Issue #593, opened 2019-07-26
Improve separation between IDE specific documentation on website


tobous:
Currently, the sections that require IDE specific details (like installation or usage instructions) are split into different pages (e.g. [eclipse installation](https://www.saros-project.org/documentation/installation-eclipse.html) and [intellij installation](https://www.saros-project.org/documentation/installation-intellij.html).

This separation creates a lot of clutter in the navbar and makes it much harder to navigate the site or find the needed page.

A suggested alternative would be to split such pages into different tabs, each containing the detailed information for an implementation. This would also introduce better scalability when adding information for other implementations (like the server).
The biggest issue with this approach is that we need the user to notice the tabs, as they otherwise make the site harder to navigate instead of easier.

m273d15:
First proposal on my gh-page instance [here](https://m273d15.github.io/saros/documentation/getting-started.html) and [here](https://m273d15.github.io/saros/documentation/installation.html).
* Uses tabs in order to differentiate between different saros documentation flavors
* Switches the whole content if one tab is clicked (if we have just small boxes of IDE specific content it is possible to click on "eclipse" and all other boxes also show the "eclipse" content)

Known flaws:
* TOC is broken (might be be hard to fix! The current toc is created statically via native Jekyll commands. The new solution either requires to create two tocs and the js selects the current one or the toc has to be created dynamically)
* Not cite-able (It is currently not possible to reference a documentation flavor via url). Should be fixable with a js workaround.

Is this a usable approach? Any design proposals? @Drakulix already proposed to use an IDE specific border color. I am not sure whether the tabs are to big and should be shrinked. Otherwise:
> The biggest issue with this approach is that we need the user to notice the tabs, as they otherwise make the site harder to navigate instead of easier.

tobous:
I am not sure how this would look, but for readability, I would suggest moving the tabs to the left side. This would allow the reader to naturally come across the tabs when following the website-flow (nav-bar -> headline -> text).

Also as a side note: Currently, the tab that is *not* actually selected is highlighted as such (blue text). This is kind of confusing as it is opposite to the rest of the side (see nav-bar), where blue highlighting implies selection.

I think I would prefer a dynamically changing TOC. But that is just a first thought as this most likely has to be experimented with to figure out whether it is actually usable or just confusing. Can you approximate how much work such a dynamic TOC would take?

As an alternative, could you include the TOC in the tab? This way the tab would act more like a sub-page.

m273d15:
[...]

PR #672, opened 2019-09-05
Add IDE content tabs

m273d15:
This PR adds the function to create tabs for IDE specific content (as discussed in #593 ). These tabs have the following properties:
* The selection of all tabs on one page is synchronized (if you select the "eclipse" content in one tab, the selection of the other tabs are also changed)
* It is possible to reference a page with a specific tab selection via an url parameter `<url>?tab=<ide>` (e.g. `http://0.0.0.0:4000/contribute/documentation.html?tab=eclipse`)

I reworked the table of contents, because the shown content is not static anymore. The new toc is created based on the content which is shown by the selected tabs.

The implemented is split into the following methods and files:
* `ide-tabs.js` - checks whether the used url contains the `tab` parameter and changes the selection to the value. The file provides the methods `loadToc` and `selectTabs`.
* `default.html` - calls `loadToc()` --> initializes the toc with the currently shown content
* `ide-tabs.html` - calls `selectTabs( <ide> )` --> selects all corresponding tabs on the page --> calls `loadToc()` in order to refresh the toc


tobous:
It seems like referencing a tag breaks the automatic md->html resolution. E.g. if I try to link to a page `[stuff](page.md?tab=intellij#headline)`, the link does not get converted to `page.html?tab=intellij#headline` but rather keeps its `.md` ending, leading to an incorrect reference.

tobous:
For an example, you can check out and look at the new links in the commits on the branch [pr/doc/use_tabs](https://github.com/saros-project/saros/tree/pr/doc/use_tabs) which replaces the split documentation pages by single pages using the new tabs.

tobous:
Also, the navigation sidebar on the left gets messed up (is located to hight) when there is no scroll bar. This can be seen on the Screenshots page when on the IntelliJ tab.

docs/contribute/documentation.md
```diff
@@ -14,6 +14,44 @@ please follow these guidelines:
...
+{% include ide-tabs.html eclipse=eclipse intellij=intellij %}
+
+
+**Attention:** The major disadvantage of this solution is that we use [jekyll liquid tags](https://jekyllrb.com/docs/liquid/).
+Therefore the content of the documentation could break the documentation build! This happens if you have typo in your tags or forgot something etc.
+If you want to make sure that the documentation works, compile the documentation (see below for more information).
+
+## Reference IDE specific documentation
+
+You can reference the IDE specific version of a page via an url parameter `tab=<ide>` (e.g. `<url>?tab=intellij` or `<url>?tab=eclipse`).
```
tobous: This works in this example, but, as I have already noted in my other comments, does not specify whether to use the `.md` or `.html` ending for the references.
Normally, GitHub pages would use the `.md` ending everywhere as it allows you to also navigate the references in the source view and they are automatically resolved when building the pages. But, this resolution does not work with tab-specific links. The question is now whether there is some workaround for this (or another logic to replace the current tab specifier in the URL) or whether we want to directly use the `.html` reference for such references. This should then also be mentioned in this section.

docs/_includes/ide-tabs.html
```diff
@@ -0,0 +1,26 @@
...
+            </a>
+        </li>
+        <li class="nav-item">
+            <a class="nav-link intellij" onclick="selectTabs( 'intellij' );" id="intellij-tab" data-toggle="tab" href="#">
+                <img alt="IntelliJ logo" src="{{ '/assets/images/logo/intellij-logo.png' | relative_url }}" /> IntelliJ
+            </a>
+        </li>
+    </ul>
+
+    <div class="tab-content border rounded-bottom border-top-0">
```
tobous: For whatever reason, the vertical content border is missing for the first few pixels if the first content is a headline. This behavior can be observed on the [pr/doc/use_tabs](https://github.com/saros-project/saros/tree/pr/doc/use_tabs) branch on the "Installation" page on the eclipse tab (or see screenshot below).

saros_page_missing_border

m273d15:
btw I would squash the PR.

tobous:
> Also, there are some more pictures with a missing the `img-fluid` tag. But I can adjust them in my follow up PR. Otherwise, they would complicate the rebase anyways (as I copy/move a lot of content).

Ok, this is not as easy as pasting the tag everywhere pictures are linked. Sometimes, it messes up the formatting. @m273d15 Could I move that responsibility back to you with a followup PR after my tab-usage PR is merged?

tobous:
Here is a patch changing the occurrences of other image links that were not "tagged".
[image_mobile_fix.txt](https://github.com/saros-project/saros/files/3591147/image_mobile_fix.txt)
Those are just the `.jpg` and `.png` occurrences. I don't know if we use other extensions or if I missed some.

The patch messes up the formatting of the getting-started-page (host comics and icon placement in "Step 5: Exploring the Saros Toolbar".

PR #678, opened 2019-09-09
Adjusting SPath references in Saros/I with IntelliJReferencePointManager

pdler:
This PR contains adjustings of SPath references in Saros/I, because the SPath class can't only return the IReferencePoint and the relative path to the saros resource, but also the saros resources itself (like IFolder, IFile, ...).
The idea is, that the IntelliJReferencePointManager gets the SPath object and determinates IntelliJ and Saros resources

### DIFF
--- a/intellij/src/saros/intellij/eventhandler/filesystem/LocalFilesystemModificationHandler.java
+++ b/intellij/src/saros/intellij/eventhandler/filesystem/LocalFilesystemModificationHandler.java
@@ -32,7 +32,9 @@ import saros.activities.FolderCreatedActivity;
 import saros.activities.FolderDeletedActivity;
 import saros.activities.IActivity;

_PROBLEM TO WORK ON_
From the entries above, write out only the lines starting at the line that holds "are also changed)" and ending at the line that holds "The implemented is", keeping both and matching them exactly.

_WRITTEN SOLUTION_
* The selection of all tabs on one page is synchronized (if you select the "eclipse" content in one tab, the selection of the other tabs are also changed)
* It is possible to reference a page with a specific tab selection via an url parameter `<url>?tab=<ide>` (e.g. `http://0.0.0.0:4000/contribute/documentation.html?tab=eclipse`)

I reworked the table of contents, because the shown content is not static anymore. The new toc is created based on the content which is shown by the selected tabs.

The implemented is split into the following methods and files:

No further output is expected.